Exercise
For this listing, the lines between the one holding "Maybe a good" and the one holding "We can can start", inclusive, must be set down exactly.
● ● ● ● ● ● ●
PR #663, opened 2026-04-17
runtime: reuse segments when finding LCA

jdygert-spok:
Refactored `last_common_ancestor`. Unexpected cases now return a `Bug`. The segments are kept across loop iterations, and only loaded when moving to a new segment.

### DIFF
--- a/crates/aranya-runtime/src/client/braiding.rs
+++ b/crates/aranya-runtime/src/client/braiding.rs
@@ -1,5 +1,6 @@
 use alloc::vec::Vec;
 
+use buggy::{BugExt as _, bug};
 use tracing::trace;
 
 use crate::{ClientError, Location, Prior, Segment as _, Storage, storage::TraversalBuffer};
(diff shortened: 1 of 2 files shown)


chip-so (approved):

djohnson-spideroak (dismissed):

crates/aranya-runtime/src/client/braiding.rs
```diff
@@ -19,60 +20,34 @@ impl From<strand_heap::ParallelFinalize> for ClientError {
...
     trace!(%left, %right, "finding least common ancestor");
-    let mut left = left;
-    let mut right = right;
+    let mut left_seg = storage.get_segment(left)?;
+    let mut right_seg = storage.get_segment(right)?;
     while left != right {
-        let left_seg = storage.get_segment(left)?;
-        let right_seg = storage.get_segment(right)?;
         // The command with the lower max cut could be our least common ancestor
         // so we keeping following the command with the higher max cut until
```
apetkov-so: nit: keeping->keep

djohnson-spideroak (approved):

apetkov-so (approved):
● ● ● ● ● ● ●
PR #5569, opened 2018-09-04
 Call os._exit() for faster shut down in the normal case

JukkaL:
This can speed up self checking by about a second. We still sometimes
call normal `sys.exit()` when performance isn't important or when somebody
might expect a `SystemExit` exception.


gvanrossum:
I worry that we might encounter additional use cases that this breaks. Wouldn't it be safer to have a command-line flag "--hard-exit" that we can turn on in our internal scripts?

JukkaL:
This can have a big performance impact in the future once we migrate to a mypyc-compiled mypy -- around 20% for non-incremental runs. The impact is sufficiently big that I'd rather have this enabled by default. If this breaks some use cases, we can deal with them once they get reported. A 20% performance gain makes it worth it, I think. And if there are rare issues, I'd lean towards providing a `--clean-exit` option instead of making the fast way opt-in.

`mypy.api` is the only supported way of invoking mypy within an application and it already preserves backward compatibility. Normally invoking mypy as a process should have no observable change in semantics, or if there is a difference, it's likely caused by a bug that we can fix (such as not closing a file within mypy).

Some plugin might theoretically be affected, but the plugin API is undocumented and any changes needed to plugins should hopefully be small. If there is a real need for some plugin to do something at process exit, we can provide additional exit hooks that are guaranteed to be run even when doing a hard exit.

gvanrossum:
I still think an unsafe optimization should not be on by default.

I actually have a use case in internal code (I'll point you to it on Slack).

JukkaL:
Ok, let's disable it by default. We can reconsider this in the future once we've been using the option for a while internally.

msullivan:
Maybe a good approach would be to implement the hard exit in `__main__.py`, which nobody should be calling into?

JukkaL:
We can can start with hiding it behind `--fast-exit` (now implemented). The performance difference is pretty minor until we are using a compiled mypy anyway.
● ● ● ● ● ● ●
Written solution
Maybe a good approach would be to implement the hard exit in `__main__.py`, which nobody should be calling into?

JukkaL:
We can can start with hiding it behind `--fast-exit` (now implemented). The performance difference is pretty minor until we are using a compiled mypy anyway.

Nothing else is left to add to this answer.